Environmental insurance lessons from the oil & gas patch and ebola epidemic

Ebola virus is now specifically excluded as an organic pathogen from many standard policies.

By Samantha Wright

The dramatic decline of production in the oil and gas industry over the past year has sent ripples throughout the insurance marketplace.

But the slowdown doesn’t mean companies are throwing their environmental coverage out the window to save money, said Stacy Brown, President of Freberg Environmental, Inc., a Denver-based insurance program manager that specializes in developing, marketing and underwriting environmental insurance programs.

“Some of these guys have been in business for 15 or 20 years, and they don’t want to lose their retroactive date,” Brown explained. “They are savvy enough to know they need to keep coverage in place to maintain continuous coverage on their professional liability or pollution coverage.”

Another coverage issue that came to the forefront over the past year grew out of the Ebola scare. During the height of the epidemic, as fear of Ebola infections spread to developed economies, U.S. and British insurance companies began specifically excluding the Ebola virus from their standard policies as an organic pathogen.

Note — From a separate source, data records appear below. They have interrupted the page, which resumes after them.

PR #629, opened 2022-10-27
Nk/driver alarm

nkrackow:
This PR changes the thermostat interlock to "alarm". Functionality is the same with the exception that the polarity of the critical topic is flipped (alarm=true is bad while interlocked=true was good)

### DIFF
--- a/src/bin/driver.rs
+++ b/src/bin/driver.rs
@@ -28,7 +28,7 @@ use stabilizer::{
         dac::{Dac0Output, Dac1Output, DacCode},
         design_parameters, driver,
         driver::{
-            interlock::{Action, Interlock},
+            alarm::{Action, Alarm},
             output, Channel,
         },
         hal,
@@ -83,12 +83,12 @@ pub struct Settings {
     /// See [StreamTarget#miniconf]
     stream_target: StreamTarget,
 
-    /// Thermostat interlock settings.
+    /// Thermostat alarm settings.
     ///
     ///
     /// # Value
-    /// [Interlock]
-    thermostat_interlock: Interlock,
+    /// [Alarm]
+    alarm: Alarm,
 
     /// Laser interlock reset.
     /// A false -> true transition will reset a tripped laser interlock
@@ -120,7 +120,7 @@ impl Default for Settings {
             // The default telemetry period in seconds.
             telemetry_period: 1,
             stream_target: StreamTarget::default(),
-            thermostat_interlock: Interlock::default(),
+            alarm: Alarm::default(),
             reset_laser_interlock: false,
             low_noise: driver::output::LowNoiseSettings::default(),
             high_power: driver::output::HighPowerSettings::default(),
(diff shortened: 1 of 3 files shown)


src/hardware/driver/alarm.rs
```diff
@@ -1,23 +1,23 @@
...
+///! The alarm is implemented via MQTT. See [Alarm] for details about the MQTT interface.
 use fugit::ExtU64;
 use miniconf::Miniconf;
 
 #[derive(Clone, Copy, Debug, Miniconf)]
-pub struct Interlock {
-    /// "Interlocked" topic. Publishing "true" onto this topic renews the interlock timeout.
-    /// Publishing "false" or failing to publish `true` for `timeout` trips the interlock.
+pub struct Alarm {
+    /// "Alarm" topic. Publishing "false" onto this topic renews the alarm timeout.
```
jordens, line 10:
```suggestion
    /// "Alarm" topic. Publish "false" onto this topic to indicate valid operating conditions. This renews the alarm timeout.
```

src/hardware/driver/alarm.rs
```diff
@@ -1,23 +1,23 @@
...
+    /// Publishing "true" or failing to publish "false" for `timeout` trips the alarm.
```
jordens, line 11: And then does what?
What do I do to clear?

src/hardware/driver/alarm.rs
```diff
@@ -49,29 +49,30 @@ impl Default for Interlock {
...
         match path {
-            Some("interlocked") => {
-                if self.interlocked && handle_is_some {
+            Some("alarm") => {
+                if !self.alarm && handle_is_some {
                     Some(Action::Reschedule(self.timeout.millis()))
-                } else if !self.interlocked && handle_is_some {
-                    Some(Action::Reschedule(0.millis()))
+                } else if self.alarm && handle_is_some {
+                    Some(Action::Trip(100.millis()))
```
jordens, line 67: Why 100?

src/bin/driver.rs
```diff
@@ -83,12 +83,12 @@ pub struct Settings {
     /// See [StreamTarget#miniconf]
     stream_target: StreamTarget,
 
-    /// Thermostat interlock settings.
+    /// Thermostat alarm settings.
```
jordens, line 86: I would not mention thermostat so prominently here and elsewhere. The feature is not limited to thermostat.
Do mention it as an example.

src/hardware/driver/mod.rs
```diff
@@ -61,7 +61,8 @@ impl ChannelVariant {
 pub enum Reason {
     #[default]
     Reset, // Tripped after device reset
-    Thermostat,
+    ThermostatLimits,
```
jordens, line 64: This isn't specific to `Thermostat` or `Limits`. Just call the two variants `Alarm` and `AlarmTimeout`.

jordens (changes requested):

src/hardware/driver/alarm.rs
nkrackow: oops, that was from debugging

jordens (approved):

As word got out that the virus could be specifically excluded, it sent a lot of people scrambling to find out whether they had coverage, said Garick Zillgitt, Senior Vice President Environmental at Rockhill Insurance Group of Kansas City.

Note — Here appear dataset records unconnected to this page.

PR #631, opened 2022-11-02
Nk/selftest

nkrackow:


src/hardware/driver/output.rs
```diff
@@ -231,19 +209,66 @@ where
...
+        if let Some(tests) = tests {
+            for ((range, &read), &reason) in
+                tests.0.iter().zip(reads.iter()).zip(tests.1.iter())
+            {
+                if !range.contains(&read) {
+                    interlock.set(Some(Reason::Selftest(Selftest {
+                        reason,
+                        read,
+                        channel,
+                    })));
```
jordens, line 260: If you want to reduce function size (and you should), this and a match for the range constants could have probably gone into the SelfTest enum impl. But also fine as it is.

jordens (approved):
All good.
One hint.
And you have accumulated a bunch of lints you may want to look at.

nkrackow:
> All good. One hint. And you have accumulated a bunch of lints you may want to look at.

Yeah they are from me just commenting out things so that the code works without Driver or the Headboard. I'll make a compile time option for the Headboard.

The exclusion impacted not only hospitals, event organizers and other businesses vulnerable to local disruptions, but also the contractors going in to clean and sterilize a potentially contaminated apartment.

The upshot? Relevant insurance policies need to be reviewed to see how they would respond to specific loss scenarios, Zillgitt advises. “Certain contractors pollution liability policies extend coverage to virus and organic pathogen coverage (often contained within the mold coverage grant), while others do not,” he said. And when it comes to risks that may have Ebola-like loss scenarios, “Purchasing coverage that extends to organic pathogens and viruses is likely worth the premium.”